Our results showed that NMBAs were the main causative agents of POA, which is consistent with the findings of previous studies from other countries (Di Leo et al. 2018; Eberlein et al. 2017; Petitpain et al. 2018). Hypersensitive reaction to NMBAs may be either IgE or not-IgE-mediated. The IgE-mediated hypersensitive response is mainly attributable to the quaternary ammonium structures that represent the main antigenic epitope of NMBAs (Di Leo et al. 2018). Environmental chemicals, such as cosmetics with quaternary ammonium structures, are responsible for anaphylactoid reaction(Rouzaire et al. 2013). In the general population, even in the absence of clinical signs or symptoms, 9.3% of patients tested have a positive skin test for specific IgE quaternary ammonium ions as in NMBAs (Hepner and Castells, 2003). Among the four NMBAs tested in our clinic, cisatracurium represented the first cause of POA, followed by rocuronium, atracurium, and succinylcholine. Recent work indicates isolated instances of modestly increased histamine levels after cisatracurium administration, which may cause POA (Berroa et al. 2015). Cisatracurium can also trigger mast cell degranulation and the release of pro-inflammatory mediators through MRGPRX2 (Che et al. 2018). In addition, cisatracurium can cause systemic allergic reactions (Au et al. 2020). Besides, epitopes that are ubiquitous in NMBAs (such as substituted ammonium groups) lead to high cross-reactivity between these drugs (most consistently between pancuronium, rocuronium and vecuronium) (Di Leo et al. 2018). Previous exposure to non-anesthetic drugs may cause covert sensitization to NMBAs, resulting in reactions among patients without prior anesthesia.

It should be realized that the fundamental goal of allergen detection is avoidance of reexposure to culprits, and to ensure safety of subsequent anesthesia and surgery without allergic risk. Our study demonstrated that repeat anesthesia was safely performed in all patients receiving subsequent surgery, with none experiencing recurrent POA. This suggests that skin tests combined with BAT are useful for finding causative agents and suitable alternative drugs. However, further studies are still needed to prove our findings, due to insufficient sample size and data quality.

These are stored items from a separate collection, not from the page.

PR #459, opened 2020-12-09
Order sbt plugins

sideeffffect:


mijicd (approved):

mijicd:
In fact, I think some of the plugins are unused and can be either used or removed (e.g. explicit deps).

sideeffffect:
@mijicd That's a good point, but my aim here was mostly to bring the file in line with ZIO and `zio-project-seed`

mijicd (approved):

PR #461, opened 2020-12-10
Further Generalize ZPure

adamgfraser:
This PR explores further generalizing ZPure in two ways:

1. Adding an additional type parameter `W` representing a log that can be written to in the course of executing the computation
2. Adding a concept of being able to accumulate multiple errors through the use of a `zipWithPar` operator that would not do actual concurrency but would perform both computations, even if the first one failed, and accumulate all errors in a `Cause` data structure.

The idea is that with these changes we would be able to delete the `Validation` data type and it would just become:

```scala
type Validation[+E, +A]      = ZPure[Nothing, Unit, Unit, Any, E, A]
type ZValidation[+W, +E, +A] = ZPure[W, Unit, Unit, Any, E, A]
```

`ZPure` would also be able to model the concept of non-fatal errors through the `W` type, potentially allowing `These` to be a more unbiased data representing the concept of either or both versus explicitly modeling non-fatal errors.


core/shared/src/main/scala/zio/prelude/fx/ZPure.scala
```diff
@@ -2,227 +2,244 @@ package zio.prelude.fx
...
 import scala.util.control.NonFatal
 
 /**
- * `ZPure[S1, S2, R, E, A]` is a purely functional description of a computation
+ * `ZPure[S1, S2, W, R, E, A]` is a purely functional description of a computation
  * that requires an environment `R` and an initial state `S1` and may either
  * fail with an `E` or succeed with an updated state `S2` and an `A`. Because
  * of its polymorphism `ZPure` can be used to model a variety of effects
  * including context, state, and failure.
  */
```
arnoldlacko, line 18: I would like to suggest this small change to the description :)
```suggestion
 * `ZPure[W, S1, S2, R, E, A]` is a purely functional description of a computation
 * that requires an environment `R` and an initial state `S1`, writes to a log `W` and may either
 * fail with an `E` or succeed with an updated state `S2` and an `A`. Because
 * of its polymorphism `ZPure` can be used to model a variety of effects
 * including context, state, and failure.
 */
```

adamgfraser: @arnoldlacko Good catch! Fixed now.

core/shared/src/main/scala/zio/prelude/fx/ZPure.scala
```diff
@@ -554,9 +586,16 @@ sealed trait ZPure[-S1, +S2, -R, +E, +A] { self =>
           a = updated._2
           val nextInstr = stack.pop()
           if (nextInstr eq null) curZPure = null else curZPure = nextInstr(a)
+        case Tags.Log     =>
+          val zPure     = curZPure.asInstanceOf[Log[Any, Any]]
+          log = log :+ zPure.log
```
jdegoes, line 591: I would use a mutable array builder here.

core/shared/src/main/scala/zio/prelude/fx/ZPure.scala
```diff
@@ -464,38 +492,42 @@ sealed trait ZPure[-S1, +S2, -R, +E, +A] { self =>
...
    */
-  final def runEither(s: S1)(implicit ev: Any <:< R, ev1: CanFail[E]): Either[E, (S2, A)] = {
-    val _                                                   = ev
-    val stack: Stack[Any => ZPure[Any, Any, Any, Any, Any]] = Stack()
-    val environments: Stack[AnyRef]                         = Stack()
-    var s0: Any                                             = s
-    var a: Any                                              = null
-    var failed                                              = false
-    var curZPure: ZPure[Any, Any, Any, Any, Any]            = self.asInstanceOf[ZPure[Any, Any, Any, Any, Any]]
+  final def runEitherCause(s: S1)(implicit ev: Any <:< R, ev1: CanFail[E]): Either[Cause[E], (S2, A)] = {
```
jdegoes, line 502: The log is "eaten", right? That's ok if we expose "get log". In fact, maybe through "get state", we could further simplify this to just `Either[Cause[E], A]`, so if you want the state or the log, you have to get it and bundle it into the result.

core/shared/src/main/scala/zio/prelude/fx/ZPure.scala
jdegoes: If we change this to array builder, then "get log" needs to do a copy, of course.

adamgfraser: Good idea!

core/shared/src/main/scala/zio/prelude/fx/ZPure.scala
adamgfraser: I like that.

core/shared/src/main/scala/zio/prelude/fx/ZPure.scala
```diff
@@ -970,38 +1070,62 @@ object ZPure {
...
+  private final case class Provide[W, S1, S2, R, E, A](r: R, continue: ZPure[W, S1, S2, R, E, A])
+      extends ZPure[W, S1, S2, Any, E, A]          {
     override def tag: Int = Tags.Provide
   }
+
+  private final case class Log[S, +W](log: W) extends ZPure[W, S, S, Any, Nothing, Unit] {
+    override def tag: Int = Tags.Log
+  }
+
+  private final case class GetLog[W, S]() extends ZPure[W, S, S, Any, Nothing, Chunk[W]] {
```
adamgfraser, line 1115: I'm not sure this is the optimal encoding of getting the log.

adamgfraser:
@jdegoes This is ready for another review.

core/shared/src/main/scala/zio/prelude/fx/Cause.scala
```diff
@@ -0,0 +1,187 @@
...
+
+import zio.prelude._
+
+import scala.annotation.tailrec
+
+/**
+ * `Cause` is a data type that represents the potentially multiple ways that a
+ * computation can fail.
+ */
+sealed trait Cause[+E] { self =>
```
jdegoes, line 11: This is more general than just failure. Especially if we add an empty, it becomes a free semiring. It maybe should live in `zio.prelude` directly and not speak about errors, just "events" or something, in parallel and sequence. It can be used for errors but could be used for tests and other things. Anywhere you need a tree of parallel / sequential operations.

adamgfraser: Yes, we could definitely generalize it and then just have `Cause` be a type alias for it.

adamgfraser:
@jdegoes I generalized `Cause` to `Semiring`. There is definitely more work I can do there to build that out but I think it may make sense to do that separately as `Semiring` now has all the functionality currently needed by `ZPure` and this PR is already quite large.

adamgfraser:
@jdegoes I added a second type parameter to `Semiring` to represent the empty type. Would appreciate your feedback when you have the chance. It does let us abstract over emptiness but there are a couple of places where the results are not ideal.

core/shared/src/main/scala/zio/prelude/Semiring.scala
```diff
@@ -0,0 +1,398 @@
...
+ * parallel and some of which must be executed sequentially.
+ */
+sealed trait Semiring[+Z <: Unit, +A] { self =>
+
+  /**
+   * Combines this collection of events with that collection of events to
+   * return a new collection of events that represents this collection of
+   * events in parallel with that collection of events.
+   */
+  final def &&[Z1 >: Z <: Unit, A1 >: A](that: Semiring[Z1, A1]): Semiring[Z1, A1] =
```
adamgfraser, line 21: We're losing information right now that combining an empty collection with a nonempty collection results in a nonempty collection. Potentially we could could use overloading or type level programming to recover this.

core/shared/src/main/scala/zio/prelude/Semiring.scala
```diff
@@ -0,0 +1,398 @@
...
+      case Semiring.Then(left, _) => left.first
+      case Semiring.Single(value) => value
+    }
+
+  /**
+   * Constructs a new collection of events for each event in this collection of
+   * events, collecting them back into a single collection of events.
+   */
+  final def flatMap[Z1 >: Z <: Unit, B](f: A => Semiring[Z1, B]): Semiring[Z1, B] =
+    fold(Semiring.empty, f)(_ ++ _, _ && _).asInstanceOf[Semiring[Z1, B]]
```
adamgfraser, line 75: We know that the resulting collection can only be empty if `Z` or `Z1` is `Unit` but we still have to handle the case where the initial collection is empty so we have to cast here.

core/shared/src/main/scala/zio/prelude/Semiring.scala
```diff
@@ -0,0 +1,398 @@
...
+    loop(List(self), List.empty).head
+  }
+
+  /**
+   * Performs the specified effectual function for each event in this
+   * collection of events, collecting them back into a single collection of
+   * events.
+   */
+  final def foreach[F[+_]: IdentityBoth: Covariant, B](f: A => F[B]): F[Semiring[Z, B]] =
+    fold[F[Semiring[Unit, B]]](Semiring.empty.succeed, a => f(a).map(Semiring.single))(
```
adamgfraser, line 116: Similar issue as above.

core/shared/src/main/scala/zio/prelude/Semiring.scala
```diff
@@ -0,0 +1,398 @@
...
+    private def equal(that: Semiring[Unit, Any]): Boolean                           =
+      (self, that) match {
+        case (br: Both[Unit, Any], bl: Both[Unit, Any]) =>
+          br.left == bl.left && br.right == bl.right
+        case _                                          =>
+          false
+      }
+  }
+
+  case object Empty extends Semiring[Unit, Nothing]
```
adamgfraser, line 210: Pattern matches against `Empty` don't work well because it is not known to be a valid subtype if `Z` is abstract, since `Z` could be `Nothing`. Maybe if we go down this route we should make the constructors private and only expose them through folding and the operators we provide?

core/shared/src/main/scala/zio/prelude/fx/ZPure.scala
```diff
@@ -516,38 +541,42 @@ sealed trait ZPure[-S1, +S2, -R, +E, +A] { self =>
   final def run(s: S1)(implicit ev1: Any <:< R, ev2: E <:< Nothing): (S2, A) =
```
adamgfraser, line 541: With the additional functionality we are adding there is a risk of having a ton of different ways to `run` a `ZPure` value. Also, I would like to improve the ergonomics in the many cases where there is no state type.

I was thinking about trying to make the following the primary method to run `ZPure` values:

```scala
final def run(implicit ev1: Unit <:< S1, ev2: Any <:< R, ev3: E <:< Nothing): A
```

Then we could have a `runLog` variant that exposes the value and the log. Users would provide the input state through a `provideState` operator if they had not already set an initial state, similar to how you provide the environment to a `ZIO` effect before running it, and would normally handle their errors before running it, even by just doing `zPure.either`. We could perhaps have a `runEither` variant and maybe a `runState` variant for when you are just doing state but I would like to avoid users having to always provide a `Unit` state type when running computations and having every possible variant of state, logging, error, and value outputs.

core/shared/src/main/scala/zio/prelude/Semiring.scala
```diff
@@ -0,0 +1,398 @@
...
+   * Combines this collection of events with that collection of events to
+   * return the Cartesian product of events using the specified function.
+   */
+  final def zipWith[Z1 >: Z <: Unit, B, C](that: Semiring[Z1, B])(f: (A, B) => C): Semiring[Z1, C] =
+    self.flatMap(a => that.map(b => f(a, b)))
+}
+
+object Semiring {
+
+  final case class Both[+Z <: Unit, +A](left: Semiring[Z, A], right: Semiring[Z, A]) extends Semiring[Z, A] { self =>
```
adamgfraser, line 162: We could potentially make this:

```scala
final case class Both[+A](left: Semiring[Nothing, A], right: Semiring[Nothing, A]) extends Semiring[Nothing, A]
```

Then in `++` and `&&` we could just ignore empty values in composition. Basically say that if there is an empty element it has to occur at the root, there can't be empty elements at arbitrary nodes in the tree.

jdegoes:
Ready to merge, although let's change the name `Semiring` to `ParSeq` or something similar. We can figure out a better name later.

jdegoes (approved):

Overall, our study emphasizes the importance of referral procedure, accompanied by anesthetic information and allergy tests in identifying potential culprits, which is a effective way to prevent the recurrence of perioperative anaphylaxis. If anaphylaxis is suspected, intravenous epinephrine administration and fluid therapy are main treatments. Then, glucocorticoid and antihistamines can also be used to help reduce symptoms (Manian and Volcheck, 2021). Although there is much diagnostic uncertainty, analysis of data on the outcome of repeat anesthesia and its congruence with results published by others validates our approach to the investigation of POA. For patients attending our clinic, it enables us to quantify future risk of POA after an assessment in our clinic and provides a benchmark for other anesthesiologists.

Limitations

There are some inherent limitations due to retrospective nature of our study. First, severity of POA was not quantified, and the treatment measures were not been completely recorded. Second, as some patients were lost follow-up at the time of publication, not all patients completed the entire work-up investigations. Third, limited by conditions, only skin tests and BAT were used in this study, other diagnostic tests, such as tryptase and sIgE, were not applied. It is generally considered that measurement of serum tryptase is useful for establishing a differential diagnosis (Beck et al. 2019). Furthermore, sIgE can be carried out easily, if determination kits are available (Mertes et al. 2011). Thus, we recommend that both tryptase and sIgE should be integrated diagnostic tests for identification of POA culprits and alternative drugs, if the conditions allow.

Conclusions

This retrospective analysis from mainland of China demonstrates that females make up the majority of the POA crowd. The most common clinical manifestations of patients with a POA are cardiovascular symptoms and NMBAs are identified as main culprit agents for POA. An integration of skin tests and BAT into allergen detection can enable anesthetists to find safe alternative anesthetics for subsequent surgery.